Labour can't be written out of the progressive script | David Clark

No party has a monopoly on virtue, and both the Lib Dems and Labour have much to contribute to liberal-left politics

Among the countless mistakes made by Labour in its election campaign, the failure to understand the nature of the Liberal Democrat challenge is perhaps the most damaging. David Miliband attributes the party's unexpected surge to a mindless "anti-political" reflex, while Gordon Brown dismisses Nick Clegg as little more than a "gameshow presenter" – all style and no substance. All this does is make Labour seem clueless and out of touch.

As it happens, Clegg's progress owes a great deal to substance and the fact that in the leaders' debates he gave the most sensible and thoughtful answers to questions about political reform, the environment, defence, wealth redistribution and how to clean up the City. His appeal is based on a positive and healthy desire to reject old taboos and make a break with the prevailing order of British politics. Instead of insulting the intelligence of those minded to give the Liberal Democrats a try, Labour would do far better to understand the frustrations of disillusioned progressives and respond accordingly.

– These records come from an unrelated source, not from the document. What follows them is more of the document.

PR #1597, opened 2025-10-07
Fixing the nightly

ajakovljevicTT:
Solving a couple of issues regarding the current failing CI nightly:
- When lots of tests are added in one go, the estimation for the timeout is way lower than it should be, leading to timeout, so added a check which check ran tests against `.test_durations` file and sets the timeout to 4h if there is. a mismatch (meaning new tests were added).
- We still have out of disk memory error on large models, possibly due to one model crashing, have to do a more detailed check, skipped for now.
- One model was failing on bad pcc, so changed the config accordingly.
- One of the xfailing torch model tests fail on RAM OOM, so skipping it

### DIFF
--- a/tests/jax/single_chip/models/vit/vit_large_patch16_384/test_vit_large_patch16_384.py
+++ b/tests/jax/single_chip/models/vit/vit_large_patch16_384/test_vit_large_patch16_384.py
@@ -5,10 +5,7 @@
 
 import pytest
 from infra import RunMode
-from utils import (
-    BringupStatus,
-    Category,
-)
+from utils import BringupStatus, Category, failed_runtime
 
 from ..tester import ViTTester
 from third_party.tt_forge_models.config import Parallelism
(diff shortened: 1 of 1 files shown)


.github/workflows/call-test.yml
```diff
@@ -274,14 +274,69 @@ jobs:
...
 
-        ESTIMATED_DURATION=$(echo "$COLLECTED_OUTPUT" | grep "estimated duration:")
-        ESTIMATED_DURATION=$(echo "$ESTIMATED_DURATION" | sed 's/.*estimated duration: \([0-9.]*\)s.*/\1/' | awk '{print int($1)}')
-        # multiply the estimate with 3 until estimates are more precise
-        ESTIMATED_DURATION=$((ESTIMATED_DURATION * 3 / 60))
-
-        MIN_TEST_DURATION=30
-        if [ $ESTIMATED_DURATION -lt $MIN_TEST_DURATION ]; then
-          ESTIMATED_DURATION=$MIN_TEST_DURATION
+        # Get list of test IDs in a simpler format using pytest -q
```
vmilosevic, line 277: Looks good, but let me try doing a simpler version which uses BASE_PYTEST_CMD

vmilosevic (approved):

PR #1614, opened 2025-10-08
Add isort pre-commit plugin

jameszianxuTT:
isort enforces python import sorting so this doesn't need to be checked manually on PRs.

We have hundreds of files that don't abide by this convention and it seems that adding a pre-commit hook triggers all files to be swept, so fixes need to be made to all files by pre-commit run --all-files.


AleksKnezevic (approved):

jameszianxuTT:
@nsumrakTT It seems to be a frequent nit comment when PRs are reviewed in this repo. I assume it's for aesthetic reasons. 

I just feel that if it's going to come up as a comment during review we should decide whether to enforce it properly (eg. via auto-checks) or not enforce it at all. 

cc @ajakovljevicTT

PR #1690, opened 2025-10-14
Add data parallel support for torch testing and initial set of 75 passing models

gengelageTT:
### Ticket
N/A

### Problem description
We want to add support to runner/test_models.py and the torch_model_tester infra so that single chip models can be tested in data parallel (with batched inputs). This was supported in tt-torch. 

### What's changed
- @kmabeeTT added `Parallelism.DATA_PARALLEL` as an option in runner/test_config.py and added ~75 passing tests to CI 
- added changes in runner/test_utils.py to batch inputs, create a shard spec function and create a mesh when `self.parallelism == Parallelism.DATA_PARALLEL`
- added support in torch_device_runner.py for shard spec functions that take in `args` and `kwargs`(data parallel) instead of `model` (tensor parallel)

### Checklist

### DIFF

I agree with those who argue that a breakthrough for the Liberal Democrats and a hung parliament could be a "progressive moment" opening the way to badly needed reforms blocked by the other two parties. I hope they end up with a share of power, partly as earned reward for having been right on the two most important issues of the last decade – Iraq and the dangers of a financialised economy – when Labour and the Conservatives were so culpably wrong, but mostly because they have some of the best ideas about how Britain needs to change. I would like to see those ideas implemented by Liberal Democrat ministers sitting in the next cabinet.

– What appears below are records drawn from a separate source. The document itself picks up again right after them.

Issue #1265, opened 2025-09-02
Only reset torch seed and dynamo state if the test is a PyTorch test.


LPanosTT:
Currently, in `tests/conftest.py` we reset the torch seed and dynamo state between every pytest. For jax tests this is useless and wastes time. We should find a way to only perform such tasks if the next test is a PyTorch test.

kmabeeTT:
A previous version of that change in conftest.py looked at path of test being run (which I didn't love) and so I had to locally extend it to this to catch test_models.py which runs tt-torch tests.  Anyways, just mentioning this in case file path is used again in the future (I hope not).

```
    # Apply torch workaround to torch directory tests or test_models.py which runs torch tests
    dir_str = str(request.fspath.dirname)
    file_str = str(request.fspath)
    is_torch_test = ("torch" in dir_str) or ("tests/runner/test_models.py" in file_str)
```

PR #1704, opened 2025-10-15
Uplift tt-mlir and attempt hacked up exposure of internal global PJRTClient to test infra via ctypes

jameszianxuTT:
### Ticket
Link to Github Issue

### Problem description

### What's changed

### Checklist

### DIFF
--- a/.github/workflows/test-matrix-presets/basic-test-nightly.json
+++ b/.github/workflows/test-matrix-presets/basic-test-nightly.json
@@ -1,6 +1,6 @@
 [
   { "runs-on": "wormhole_b0",        "name": "run_jax",               "dir": "./tests/jax/single_chip",                 "test-mark": "nightly and not large", "parallel-groups": 2 },
-  { "runs-on": "wormhole_b0",        "name": "run_torch",             "dir": "./tests/torch/single_chip",               "test-mark": "nightly" },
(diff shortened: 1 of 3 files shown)


jameszianxuTT:
@sgligorijevicTT This seems to resolve the failure mode where a local n300 multichip test hangs on repeat invocation without `--forked`. 

The reason that hang happened appears to be that the ClientInstance dtor we relied on for MeshDevice cleanup intentionally is not called by xla, which means we dangle an open MeshDevice by running literally anything. At the next time we try to acquire a dangled device (i.e. on repeat `pytest` invocation) we hang because it's UB to dangle devices like that and runtime has no device autoclose mechanism. 

I am not sure how to properly fix the fact that xla doesn't give us a teardown method. 

This hacky implementation exposes the PJRT client as a global entity and binds a C API function to release the mesh devices attached to that Client. The API function is exposed and "callable" from user code through test infra using `ctypes`/interrogating the `pjrt_plugin_tt.so` which seemed to be the least intrusive change, I didn't want to set up pybind infra just for an experiment. 

I then added an autouse fixture to release mesh devices after a test completes (yield -> release mesh devices), and to do so only for torch tests as suggested by Kyle in a previous issue #1265

PR #1719, opened 2025-10-17
Program Cache enabled by default, disable with optional TT_RUNTIME_ENABLE_PROGRAM_CACHE=0

kmabeeTT:
### Ticket
None

### Problem description
- It was requested that we strongly consider enabling program cache by default.  I tested the change to do that against tt-xla nightly CI on branch (link below) and everything continues to pass. 
- Maybe program-cache issues will be exposed down the road, but the idea here is to globally enable it so we can catch issues sooner rather than later.

### What's changed
- Make program cache enabled by default, flip usage of temp env-var to be TT_RUNTIME_ENABLE_PROGRAM_CACHE=0 to disable it (was previously TT_RUNTIME_ENABLE_PROGRAM_CACHE=1 to enable), considered renaming env-var but this seemed less confusing since it matches the API flag name.
- Update few tests/examples that would manually enable program cache with env-var, no longer needed.

### Checklist
- [x] Ran nightly Oct 16 (passing) with this change: https://github.com/tenstorrent/tt-xla/actions/runs/18571768016
- [x] Run nightly Oct 28 (matches main) with this change: https://github.com/tenstorrent/tt-xla/actions/runs/18896258322

### DIFF
--- a/examples/vllm/Qwen3-Embedding-4B/service.sh
+++ b/examples/vllm/Qwen3-Embedding-4B/service.sh
@@ -2,7 +2,7 @@
 #
 # SPDX-License-Identifier: Apache-2.0
 
-TT_RUNTIME_ENABLE_PROGRAM_CACHE=1 LOGGER_LEVEL=DEBUG vllm serve Qwen/Qwen3-Embedding-4B \
+LOGGER_LEVEL=DEBUG vllm serve Qwen/Qwen3-Embedding-4B \
     --max-model-len 16384 \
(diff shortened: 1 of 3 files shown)


odjuricicTT:
Nice! Definitely makes sense to have it on by default.

kmabeeTT:
Some debate offline about the usefulness of this change right now, and ownership, long term rollout. Going to close this for now.

AleksKnezevic (approved):

jnie-TT (approved):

And yet, when I was approached to sign the letter of writers and intellectuals supporting Nick Clegg in the Guardian, I found myself unable to do so. In their enthusiasm for change, it seemed that something important had been missed. I felt similar unease at the Guardian's editorial in support of the Liberal Democrats. It's not that I dispute the thrust of the argument in favour of a realignment of progressive politics and a bigger role for the Liberal Democrats. It just seems to me that the absolutist terms in which the case has been stated mirrors the error Labour partisans have always made in the past of believing that their party has a monopoly on virtue. Much as some people may wish it, Labour cannot simply be written out of the script. For a mixture of electoral and ideological reasons, it will remain central to the hopes and prospects of liberal-left politics in Britain.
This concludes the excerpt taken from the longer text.